Mathematicians developed theorems but calculations were still done by
hand. Three individuals whose visions inspired computing machines are -
Blaise Pascal (1623-1662),
Gottfried Wilhelm von Leibniz (1646-1716), and
Charles Babbage (1791-1871).
5. Pascal's Pascaline Calculator
Pascal invented a machine that had a system of gears. A one-tooth gear
engages its single tooth with a ten-tooth gear once every time it revolves.
It must make ten revolutions to the rotate the ten-tooth gear once. Numbers
could be entered and cumulative sums obtained by cranking a handle.
6. Charles Babbage: Difference Engine
Charles Babbage realized that long computations consisted of operations
that were regularly repeated. He decided to build a difference engine that
would be fully automatic, steam driven, and print tables of numbers.

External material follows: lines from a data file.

PR #637, opened 2017-10-24
[ASScrollNode] Fix small bugs and add unit tests

nguyenhuy:
- Currently, ASScrollNode's calculated size is based on its parent size. However, there are cases in which the size range passed to the scroll node to calculate a layout against doesn't include the parent size. In such cases, we should clamp the parent size against the size range to make sure the range is always respected.
- When scrollable directions change, invalidate the calculated layout because these directions affect the size range that is used to calculate the content's layout.
- Add unit tests to cover these bugs and other common use cases.


pinterest-ios:
<table>
  <thead>
    <tr>
      <th width="50"></th>
          1 Warning
      </th>
     </tr>
  </thead>
  <tbody>
    <tr>
      <td>:warning:</td>
    </tr>
  </tbody>
</table>

</p>

Tests/ASScrollNodeTests.m
```diff
@@ -0,0 +1,137 @@
...
+  XCTAssertTrue(ASSizeRangeEqualToSizeRange(_subnode.constrainedSizeForCalculatedLayout, subnodeSizeRange));
+
+  // Same test for horizontal scrollable directions
+  _scrollNode.scrollableDirections = ASScrollDirectionHorizontalDirections;
+  [_scrollNode layoutThatFits:sizeRange parentSize:parentSize];
+
+  subnodeSizeRange = sizeRange;
+  subnodeSizeRange.max.width = CGFLOAT_MAX;
+
+  XCTAssertTrue(ASSizeRangeEqualToSizeRange(_subnode.constrainedSizeForCalculatedLayout, subnodeSizeRange));
```
Adlai-Holler: Nit: Let's use `ASXCTAssertEqualSizeRanges` and `ASXCTAssertEqualSizes` where possible, so that we get better error messages. Import `ASXCTExtensions.h` to get 'em.

Tests/ASScrollNodeTests.m
```diff
@@ -0,0 +1,137 @@
...
+- (void)testAutomaticallyManagesContentSizeUnderflow
+{
+  CGSize subnodeSize = CGSizeMake(100, 100);
+  CGSize parentSize = CGSizeMake(100, 200);
+  ASSizeRange sizeRange = ASSizeRangeUnconstrained;
+
+  _subnode.style.preferredSize = subnodeSize;
+
+  ASLayout *layout = [_scrollNode layoutThatFits:sizeRange parentSize:parentSize];
+  [_scrollNode layout];
```
Adlai-Holler: Another nit: I prefer to name ivars without underscores in unit test files. It makes things more readable and it's usually safe since a new instance is created for each test method.

pinterest-ios:
🚫 CI failed with [log](https://gist.githubusercontent.com/pinterest-ios/aad00ce1c506e64e36fb06f246c1f6f2/raw/5c100d08a0f68d684d53dea42a8115c642cd78f8/log.txt)

Tests/ASScrollNodeTests.m
```diff
@@ -66,13 +67,13 @@ - (void)testAutomaticallyManagesContentSizeUnderflow
   CGSize parentSize = CGSizeMake(100, 200);
   ASSizeRange sizeRange = ASSizeRangeUnconstrained;
 
-  subnode.style.preferredSize = subnodeSize;
+  self.subnode.style.preferredSize = subnodeSize;
 
-  ASLayout *layout = [scrollNode layoutThatFits:sizeRange parentSize:parentSize];
-  [scrollNode layout];
+  ASLayout *layout = [self.scrollNode layoutThatFits:sizeRange parentSize:parentSize];
+  [self.scrollNode layout];
```
appleguy: It seems better (perhaps) to call [scrollNode.layer layoutIfNeeded], to test the full layout stack as it is triggered in most apps?

Tests/ASScrollNodeTests.m
```diff
@@ -16,48 +16,49 @@
...
   ASSizeRange sizeRange = ASSizeRangeMake(parentSize);
 
-  [scrollNode layoutThatFits:sizeRange parentSize:parentSize];
+  [self.scrollNode layoutThatFits:sizeRange parentSize:parentSize];
 
   ASSizeRange subnodeSizeRange = sizeRange;
   subnodeSizeRange.max.height = CGFLOAT_MAX;
-  XCTAssertEqual(scrollNode.scrollableDirections, ASScrollDirectionVerticalDirections);
-  ASXCTAssertEqualSizeRanges(subnode.constrainedSizeForCalculatedLayout, subnodeSizeRange);
+  XCTAssertEqual(self.scrollNode.scrollableDirections, ASScrollDirectionVerticalDirections);
```
appleguy: Rather than self. everywhere, using the ivar like _scrollNode would be more readable (especially in property chains & methods that use it a lot).

Adlai-Holler: As a follow-up to this, I find that using non-underscored ivar names in test classes provides the best readability.

Since the object is destroyed after `-tearDown` is run, and since test classes usually have trivial accessors, direct ivar access is safe and convenient.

When that failed, Babbage decided to build an analytical engine. Analytical
engine was a real parallel decimal computer which would operate on words of
50 decimals and was able to store 1000 such numbers.
7. Herman Hollerith
In 1890
Herman Hollerith developed a device which would read census information
which had been punched into cards. Stacks of punched cards could be used
as an accessible memory store of almost unlimited capacity. He started his
own company to market this device. This company came to be known as
International Business Machines (IBM).
8. Binary Representation
In 1941,
Konrad Zuse developed a calculating machine designed to solve
complex engineering equations. The machine was called Z3 and was controlled
by perforated strips of movie film. It used binary representation of
numbers.
9. Harvard Mark I
Howard Aiken and engineers at IBM developed a mechanical digital computer,
the Harvard Mark I that used pre-punched paper tape. It handled 23 decimal
place numbers and could perform all four arithmetic operations.
10. Alan Turing
Alan Turing
wrote a paper in 1936
On Computable Numbers in which he
described a hypothetical device - a Turing machine. The Turing machine was
envisioned to perform logical operations and could read, write, or erase
symbols written on squares of an infinite paper tape. This kind of machine
came to be known as Finite State Machine. At each step of the computation,
the machine's next action was determined from a finite list of possible
states. Turing's purpose was not to invent a computer, but rather to describe
problems which are logically possible to solve. The Turing machine has some
characteristics with modern day computers - the infinite tape can be seen
as the internal memory of the computer that one can read, write, or erase.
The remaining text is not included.